Extracted information »
++++++++++++++++++++
Issue #478, opened 2021-02-25
xharness should also download/install the versions of the simulators


mattleibow:
It would be nice if there was a way to install simulators for iOS as all the info to the URL is there:

https://github.com/xamarin/xamarin-macios/tree/main/tools/siminstaller

I would maybe do something like:

```
xharness apple simulators install ios-simulator-64_10.3.1
```

When doing this for Android, it sort of fits in with #380 and #393 but this just calls upon the sdkmanager to also download.

premun:
There is some code for this in this repo already which is packaged into another .NET tool and can do this:
- https://github.com/dotnet/xharness/tree/main/tools/Microsoft.DotNet.XHarness.SimulatorInstaller
- https://dev.azure.com/dnceng/public/_packaging?_a=package&feed=dotnet-eng&package=Microsoft.DotNet.XHarness.SimulatorInstaller&protocolType=NuGet&version=1.0.0-prerelease.21124.1

This tool is actually originally coming from the siminstaller you've linked, just it was re-written.

We could easily move these commands into XHarness CLI itself. @tkapin thoughts?

PR #497, opened 2021-03-05
Merge SimulatorInstaller commands to main CLI

premun:
This removes the SimulatorInstaller project and moves the file to CLI so that you can do:
```
xharness apple simulators list
```

When installing the simulators, it doesn't accept the same format e.g. `ios-simulator-64` of targets as the CLI, this will be a follow-up.

#478


src/Microsoft.DotNet.XHarness.CLI/Program.cs
```diff
@@ -28,27 +28,18 @@ public static int Main(string[] args)
...
 
-            // Root command: will use the platform specific commands to perform the appropriate action.
-            var commands = new CommandSet("xharness");
-
-            if (RuntimeInformation.IsOSPlatform(OSPlatform.OSX))
-            {
-                commands.Add(new AppleCommandSet());
-            }
-            else if (args[0] == "apple")
+            if (args[0] == "apple" && RuntimeInformation.IsOSPlatform(OSPlatform.OSX))
```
++++++++++++++++++++
To do »
Go through the data above and copy each line in which "simulators" appears.

Task response »
xharness should also download/install the versions of the simulators
It would be nice if there was a way to install simulators for iOS as all the info to the URL is there:
xharness apple simulators install ios-simulator-64_10.3.1
xharness apple simulators list
When installing the simulators, it doesn't accept the same format e.g. `ios-simulator-64` of targets as the CLI, this will be a follow-up.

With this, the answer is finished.